The relationship with the Saudis has been tense for quite some time. In 2009 there was a brief conflict between the Houthis and the Saudi army. The 2013 changes in Saudi employment laws have lead to the expulsion of thousands of Yemeni expatriates living in the kingdom. There were about 2 million Yemeni workers in Saudi Arabia out of 9 million expats. In a poverty stricken country like Yemen, the Saudi's decision to deport them fueled strong resentments.
President
Hadi
relies on Saudi support for both his political and financial
survival. Yemen's economy relies both on remittances from
migrants abroad and on donations from other Arabic countries.
Saudi Arabia is the largest contributor. On a different note,
Qatar has decided to offer more money and has expressed its
willingness to employ the Yemeni workforce that was expelled
from Saudi Arabia, offering them access to both education and
healthcare. This is yet another chapter in the fight between
Doha and Ryad.

Abd Rabbo Mansur Hadi
The frontline has reached Sana'a
Recently, the struggle between the Houthis and the regime has hit the streets of Sana'a. The war has left the outskirts of the country and has become a veritable assault on government.
The Houthis reached the Yemeni capital after defeating a number of hostile tribes and causing over one thousand casualties.

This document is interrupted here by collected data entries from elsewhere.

PR #1818, opened 2019-10-01
Fix ask/addQuestion type signatures

etiennellipse:
Developing with TypeScript, I stumbled upon issues with the ask & addQuestion signature. As expected by the `handlers` parameter, I passed a single `BotkitConvoTrigger` object instead of a function, which caused this error:
```
message.collect.options.forEach((o) => { if (!o.type) { o.type = 'string'; } });
                                ^
TypeError: Cannot read property 'forEach' of undefined
    at BotkitConversation.addQuestion (/Users/etienne/Code/cerebro/node_modules/botkit/src/conversation.ts:379:33)
    at BotkitConversation.ask (/Users/etienne/Code/cerebro/node_modules/botkit/src/conversation.ts:333:14)
```

Checking the code, it seems obvious that a single `BotkitConvoTrigger` is not expected; it is either a `BotkitConvoHandler`, or an array of `BotkitConvoTriggers`. Otherwise, the conditional block on lines 367:376 fails.

Here is an example of TypeScript code that validates correctly for the compiler, but crashes at runtime:
```
const { BotkitConversation } = require("botkit");

module.exports = function (controller) {
    const dialog = new BotkitConversation("intro", controller);

    dialog.ask({
        text: ["Need anything?"],
        quick_replies: [
            {
                title: "Oui",
                payload: "Oui",
            },
            {
                title: "Non",
                payload: "Non",
            },
        ],
    }, {
        default: true,
        handler: async (response, convo, bot) => {
            bot.say("It's dead, Jim.");
        },
    }, "confirmAide");

    controller.addDialog(dialog);
};
```

With this PR, it now just fails the type checking as it should.


designbyadrian:
How do we go around this problem before 4.6?

etiennellipse:
@designbyadrian It's mostly a syntactic issue when working in TypeScript.

Make sure to pass either a function or an array of handler objects (NOT a single handler object) and it works.

benbrown:
Thanks again!

PR #1821, opened 2019-10-03
Add support for Slack's new modals APIs and events

benbrown:
This PR adds support for [Slack's new modal APIS and events described here](https://api.slack.com/block-kit/surfaces/modals)

Changes include:

* Update dependency to latest version of @slack/web-api
* Add some new sample code to the testbot
* allow events without channels -- because new modal events do not include channel data. (This means bot.reply will not work with these events, amongst other caveats)

In addition, this will fix the behavior that caused all "block_actions" and "interactive_message" events to become "message" events.  These events will retain their native event type, but will still be passed into active dialogs (so a button click can be passed to a convo.ask)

Their greatest opponents are the Sunni tribes with links to the Muslim Brotherhood and their local offshoot, the Al Islah Party. Another enemy of the Houthis are the tribes from the north of Yemen like the al Ahmar that supported (or used to support) former president Ali Abdullah Saleh and his General People's Congress party. Then, of course, there are the Salafist groups with ties to Al Qaeda that label the Zaydis as infidels.
In this all out conflict, the Houthis have also found the support of a number of tribes that are in favor of change and that want to get rid of a corrupt and inefficient government that has recently raised fuel prices. President Hadi is called upon to find a solution under the threat posed by the Houthis. The Zaydi militias have set up road blocks in the Yemeni capital, control government buildings and the State's broadcaster.

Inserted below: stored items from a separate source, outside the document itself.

PR #1824, opened 2019-10-08
Add support for app home and modals

ryansydnor:
https://api.slack.com/block-kit/surfaces/modals

### DIFF
--- a/lib/SlackBot.js
+++ b/lib/SlackBot.js
@@ -345,7 +345,7 @@ function Slackbot(configuration) {
              * we do NOT want to respond to incoming webhooks or slash commands
              * as the response can be used by developers to actually deliver a reply
              */
-            if (!message.command && !message.trigger_word && !message.submission) {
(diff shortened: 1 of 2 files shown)


lib/SlackBot.js
```diff
@@ -345,7 +345,7 @@ function Slackbot(configuration) {
              * we do NOT want to respond to incoming webhooks or slash commands
              * as the response can be used by developers to actually deliver a reply
              */
-            if (!message.command && !message.trigger_word && !message.submission) {
+            if (!message.command && !message.trigger_word && !message.submission && message.type !== 'view_submission') {
```
ryansydnor: this means devs need to `bot.res.send('')` themselves because we don't have a `modal.Ok()` or `modal.error()` function.

ryansydnor:
Included in https://github.com/howdyai/botkit/pull/1842. Closing.

PR #1831, opened 2019-10-18
botbuilder-adapter-slack v1.0.5

benbrown:


packages/botbuilder-adapter-slack/src/slack_adapter.ts
```diff
@@ -524,12 +524,34 @@ export class SlackAdapter extends BotAdapter {
...
+                            activity.text = event.actions[0].selected_user;
+                            break
+                        case 'conversations_select':
+                            activity.text = event.actions[0].selected_conversation;
+                            break
+                        case 'channels_select':
+                            activity.text = event.actions[0].selected_channel;
+                            break
+                        case 'datepicker':
+                            activity.text = event.action[0].selected_date;
```
sixmen: I think, action -> actions

benbrown: ah you are correct!

PR #1833, opened 2019-10-22
End invalid Slack signature response.

kieran-bamforth:
When the Slack adapter receives an invalid signature header, it sets the status
code of the response to 401 but does not end the response.

This causes requests to hang that do not have a valid signature. This commit
therefore fixes the issue


ianfixes:
This helps with #1835

benbrown:
thanks! will be putting out another slack update soon.

PR #1836, opened 2019-10-24
Fix usePlugin parameter type declaration

etiennellipse:
This is a minor fix to the type declaration.

The current declaration is understood by TypeScript as `(botkit: Botkit) => (BotkitPlugin | BotkitPlugin)` while the intent is `((botkit: Botkit) => BotkitPlugin) | BotkitPlugin` (either a function producing a BotkitPlugin OR a BotkitPlugin.


benbrown:
Thanks for this!

PR #1850, opened 2019-11-07
Remove cms.ts from botkit package

etiennellipse:
This file is an outdated duplicate from the botkit-cms-plugin package, by all appearances.


benbrown:
thanks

Despite the attempts of holding a national reconciliation conference, there has been no progress in the dialogue between the Houthis and the government. The rebels, together with the Yemeni Socialist Party and other groups from the south, are demanding the setting up of a federal state comprising two regions: the north (where they aim to take over) and the south. But president Hadi is against a proposal that would bring the country back to the decades of conflict that lead to Yemen being united in 1990 and would rather opt for 5 to 6 federal states.

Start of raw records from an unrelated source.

PR #401, opened 2026-01-18
Mute-style input suppression without pausing AVAudioEngine

shura-v:
### Context
Some apps need to temporarily suppress input without pausing AVAudioEngine, since `pause()` can cause resume issues in certain iOS scenarios.

### Changes
Introduced simple mute-style switch (`isInputSuppressed`, `setInputSuppressed`) to AudioProcessor: when suppressed, we pass through silence so timing remains consistent.

Mute is implemented allocation-free by zeroing the samples in place (via Accelerate, which is already imported), to keep the tap path leaner.

### DIFF
--- a/Sources/WhisperKit/Core/Audio/AudioProcessor.swift
+++ b/Sources/WhisperKit/Core/Audio/AudioProcessor.swift
@@ -1011,12 +1011,7 @@ public extension AudioProcessor {
             }
 
             var newBufferArray = Self.convertBufferToArray(buffer: buffer)
-            if self.isInputSuppressed {
-                newBufferArray.withUnsafeMutableBufferPointer { ptr in
-                    guard let base = ptr.baseAddress else { return }
-                    vDSP_vclr(base, 1, vDSP_Length(ptr.count))
-                }
-            }
+            self.suppressInputIfNeeded(&newBufferArray)
             self.processBuffer(newBufferArray)
         }
 
@@ -1096,5 +1091,13 @@ public extension AudioProcessor {
         // Stop the audio engine
         audioEngine?.stop()
         audioEngine = nil
+    }
+
+    func suppressInputIfNeeded(_ buffer: inout [Float]) {
+        guard isInputSuppressed else { return }
+        buffer.withUnsafeMutableBufferPointer { ptr in
+            guard let base = ptr.baseAddress else { return }
+            vDSP_vclr(base, 1, vDSP_Length(ptr.count))
+        }
     }
 }
--- a/Sources/WhisperKit/Core/Audio/AudioProcessor.swift
+++ b/Sources/WhisperKit/Core/Audio/AudioProcessor.swift
@@ -213,10 +213,11 @@ open class AudioProcessor: NSObject, AudioProcessing {
 
     public var audioBufferCallback: (([Float]) -> Void)?
     public var minBufferLength = Int(Double(WhisperKit.sampleRate) * 0.1) // 0.1 second of audio at 16,000 Hz
+    public private(set) var isInputSuppressed = false
 
-    /// Override to drop buffers without pausing the audio engine.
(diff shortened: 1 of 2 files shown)


Sources/WhisperKit/Core/Audio/AudioProcessor.swift
```diff
@@ -213,6 +213,11 @@ open class AudioProcessor: NSObject, AudioProcessing {
 
     public var audioBufferCallback: (([Float]) -> Void)?
     public var minBufferLength = Int(Double(WhisperKit.sampleRate) * 0.1) // 0.1 second of audio at 16,000 Hz
+
+    /// Override to drop buffers without pausing the audio engine.
+    open func shouldAcceptBuffer(_ buffer: AVAudioPCMBuffer) -> Bool {
```
naykutguven: Just out of curiosity, isn't this more of a responsibility a delegate should take on? True by default = also true if the delegate is nil. and the signature conveys a meaning that it should ask something else for permission

ZachNagengast: Fair question - @shura-v do you anticipate doing some processing on the buffer coming into the function? If so, it would make sense to have a "preprocessing" hook similar to this https://github.com/argmaxinc/WhisperKit/blob/ba094495e40ff255f30ca4602e2c75994f255df7/Sources/WhisperKit/Core/TranscribeTask.swift#L42-L46 which could return the processed buffer from this open function - but this will be called very often and could introduce lag into the pipeline. If it's purely to pause or allow the buffer to go into processing, it may be better to have a boolean property that can be an early return for the input processing itself, rather than an open function here, because it  would require subclassing by the consumers to implement. 

The other tricky thing with blocking audio entirely from getting processed is the timings of the transcription is generally based on how much audio has been passed into the pipeline - by sythetically blocking buffers from going through you'd want to make sure the word timings are still accurate. One final idea to suggest is perhaps instead of early return, you could call this a "mute" function that if set would swap out the audio being passed in for all 0 silent data. Curious your thoughts.

shura-v: Thanks for the review.

I didn't actually intend to use that argument for processing, it was mainly a convenience hook.

I reworked this into a simple mute-style switch as suggested (`isInputSuppressed`, `setInputSuppressed`): when suppressed, we pass through silence instead of dropping buffers, so timing remains consistent.

Mute is implemented allocation-free by zeroing the samples in place (via Accelerate, which is already imported), to keep the tap path leaner.

Note: resampling still happens when muted to keep the buffer length/timing consistent.

ZachNagengast (approved):
Cool! This makes sense to me 👍

Sources/WhisperKit/Core/Audio/AudioProcessor.swift
```diff
@@ -213,6 +213,12 @@ open class AudioProcessor: NSObject, AudioProcessing {
 
     public var audioBufferCallback: (([Float]) -> Void)?
     public var minBufferLength = Int(Double(WhisperKit.sampleRate) * 0.1) // 0.1 second of audio at 16,000 Hz
+    public private(set) var isInputSuppressed = false
+
+    /// Suppress input buffers by replacing them with silence while keeping timing intact.
+    public func setInputSuppressed(_ isSuppressed: Bool) {
+        isInputSuppressed = isSuppressed
+    }
```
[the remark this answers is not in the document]
shura-v: Done in [Add tests for input suppression](https://github.com/argmaxinc/WhisperKit/pull/401/commits/33f7ba2fdd71c31b9d9e2b1c0659ffd4718e944c), [Add toggle test for input suppression](https://github.com/argmaxinc/WhisperKit/pull/401/commits/3362a7498c44cf67bb56dad0ab1898a63febcfbd)

ZachNagengast:
Looks great, thanks for the follow up with tests 👍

The federation would represent for the Houthis their first step towards secession and independence. For almost a thousand years and until 1962 a Zaydi reign ruled over the mountainous regions in the north of Yemen. The political marginalization suffered by these populations reinvigorated their pursuit of a return to the past. If having their own state could be an unsurmountable task, the Houthis want to at least have the possibility to rule over their affairs regardless of what happens in Sana'a.